OK so that’s the theory – what are we doing?

Currently the pages are marked up with microformats: hCalendar on the schedule views and hCard for cast and crew on episode pages. That’s OK – but hardly the APIs that Mike is after. But what’s coming very soon will hopefully be a bit closer to the mark. Our plan is to make all resources available in a variety of formats: XML, Atom, RSS 2, JSON, YAML, RDF etc. (We’ll announce these on Backstage as they become available.)

And to help folk get direct access to the actual data backing BBC Programmes, we designed a Semantic Web ontology covering programmes data, The Programmes Ontology. This ontology provides web identifiers for concepts such as brand, series, or episode and is released under a creative commons license so anyone can use it.

But there are limitations of such a web interface. To provide a more expressive API we are also investigating using D2R Server, a Java application for mapping relational databases to RDF to make the data accessible through SPARQL. SPARQL allows you to carry out more complex queries than would be possible with simple RDF representations of the resources – think of SPARQL as SQL for the semantic web. It allows you to semantically connect to external data sources such as DBpedia to provide extra information that is not present in our dataset, such as date and place of birth of cast members.
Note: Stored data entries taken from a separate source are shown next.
PR #324, opened 2016-12-07
UPBGE: Securise std::vector erase iteration.

youle31:
Using a fixed end iterator or a incrementing the iterator after
delete its previous is unsafe for std::vector. Because erasing
an element can realloc the whole container and then invaldate
the existing iterators.

see: 2c669cc7adfc71de78470dbc17a969e542fb2807

for example file see: https://github.com/UPBGE/blender/issues/321 (Every man's sky-> crash at start in MSVC debug mode)


panzergame:
Nice catch :) commit it ! :)

youle31:
commited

So what about music data? We’re not as far ahead with this work as we are with programmes but you still shouldn’t have to wait too long.
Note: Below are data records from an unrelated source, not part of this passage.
PR #325, opened 2016-12-07
UPBGE: Disable MSVC 2015 warning 4250

youle31:
KX_2DFilter: SetProg Inherits from BL_Shader via dominance

### DIFF
--- a/source/gameengine/Ketsji/KX_2DFilter.h
+++ b/source/gameengine/Ketsji/KX_2DFilter.h
@@ -31,6 +31,10 @@
 #include "BL_Shader.h"
 
 #ifdef _MSC_VER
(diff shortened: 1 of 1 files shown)


source/gameengine/Ketsji/KX_2DFilter.h
```diff
@@ -30,6 +30,10 @@
 #include "RAS_2DFilter.h"
 #include "BL_Shader.h"
 
+#ifdef _MSC_VER
+#  pragma warning(disable:4250)
```
panzergame: Could you leave a little comment as we do for ge_batch ?

youle31:
commited

PR #326, opened 2016-12-07
UPBGE: replace setIdentity each frame with const matrix

youle31:
In RAS_2DFilter::Start, each frame a MT_Matrix4x4 was created and set to
identity. I replaced it with static const mat already set to identity.


panzergame:
An equivalent is `MT_Matrix4x4 mat = MT_Matrix4x4::Identity();`, else can you find similar case in the code ?

panzergame:
I'm wrong sorry

youle31:
No, I didn't searched similar case in the code. I just did the modif as I thought that setting matrix each frame was not needed

youle31:
I'll maybe do another patch to replace static matrix with a member matrix

PR #1850, opened 2023-10-07
3denpy patch 1

3denpy:
This repository is only used as a mirror. Blender development happens on projects.blender.org.

To get started with contributing code, please see:
https://wiki.blender.org/wiki/Process/Contributing_Code


BluePrintRandom:
what is this @3denpy ?

PR #1875, opened 2024-02-14
add GetColorTexture and GetDepthTexture to KX_FilterFrameBuffer

IzaZed:
This feature allows `KX_FilterFrameBuffer` to provide a `GPUTexture` object when added as offscreen buffer. This texture can then be used in other shaders and the gpu module draw calls.

Usage:
```python
filter = bge.logic.getCurrentScene().filterManager.addFilter(0, 12, glsl)
filter.addOffScreen(0)
```
and then to get the texture (and use it as `uniform sampler custom_framebuffer` in glsl):
```python
texture_object = filter.offScreen.getColorTexture()
shader = GPUShader(...., ....)
shader.uniform_sampler('custom_framebuffer', texture_object)
```

Test File:
[Test04.zip](https://github.com/UPBGE/upbge/files/14284286/Test04.zip)

### DIFF
--- a/doc/python_api/rst/bge_types/bge.types.KX_2DFilterFrameBuffer.rst
+++ b/doc/python_api/rst/bge_types/bge.types.KX_2DFilterFrameBuffer.rst
@@ -36,3 +36,17 @@ base class --- :class:`~bge.types.EXP_Value`
       .. warning:: If the off screen can be resized dynamically (:data:`width` of :data:`height` equal to -1), the bind code may change.
 
       :type: integer
+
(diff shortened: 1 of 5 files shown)


youle31:
Hello, it sounds good, I didn't test your patch but i tested on my side and it was approximatively the same. There is just the doc missing; You can add few lines in bge.types.KX_2DFilterFrameBuffer.rst taking care about indentation/whitespaces and merge. Thanks!!

youle31 (approved):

As I’ve written about before we are using MusicBrainz to provide GUIDs for artists and releases and; to give us core metadata about those music resources. The use of MusicBrainz IDs means that we can relate all the BBC resources about an artist together; and others who also use these GUIDs (e.g. metaweb) can use them to find our resources.
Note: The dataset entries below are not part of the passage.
PR #1885, opened 2024-04-29
Fix build problem due to missing metainfo.xml file

mysticfall:
Fix an invalid reference of a metainfo.xml file (changed by df563ed):

```
CMake Error at source/creator/cmake_install.cmake:270 (file):
  file INSTALL cannot find
  "/home/mysticfall/.cache/yay/upbge-git/src/upbge/release/freedesktop/org.blender.Blender.metainfo.xml":
  No such file or directory.
Call Stack (most recent call first):
  cmake_install.cmake:51 (include)


make: *** [Makefile:130: install] 오류 1
```

### DIFF
--- a/source/creator/CMakeLists.txt
+++ b/source/creator/CMakeLists.txt
@@ -810,7 +810,7 @@ file(REMOVE ${CMAKE_BINARY_DIR}/bin/lib/libglapi.so.0.0.0)\n
       DESTINATION "./share/applications"
     )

In terms of making the data accessible – it’s a similar story to programmes. We’re currently marking up relevant pages with microfromats (hReview and hCard) but the plan is to publish BBC music resources in a variety of different representations (XML, Atom, RSS 2, JSON, APML etc.)

What resources are we talking about? In addition to the core data from MusicBrainz we’re also talking about album reviews (released under a Creative Commons License) and data from our music programmes, for example:

  • views aggregating the artists played on each station into both charts (most played that day, week and since the prototype started running) and artist clouds;
  • programme views which are similar to the station aggregation views but for each programme and links through to each episode;
  • programme episodes with track listings which link through to artist pages;
  • artist pages with biographies pulled in from Wikipedia (MusicBrainz include links to Wikipedia) and links back to the programmes that have featured that artist.
  • And much more…

As you can see we’re not only making the data available as discrete resources we are also linking them together – and making that data available in both human readable and machine readable views. This is a big job – it involves a lot of data, a lot of systems (both web and production systems) and it all needs to work under a high load.

And what about the future? As Michael recently presented at the Semantic Camp our plans are to join programmes, music, events, users and topics. All available on the web, for ever, for people to explore and open for machines to process. If you would like to find out more then Nick and I will be discussing this further at XTech next month in Dublin.

So I hope, in our way we are ‘getting on with it’ – sorry for the delay.

Photo: Please open door slowly, by splorp. Used under licence.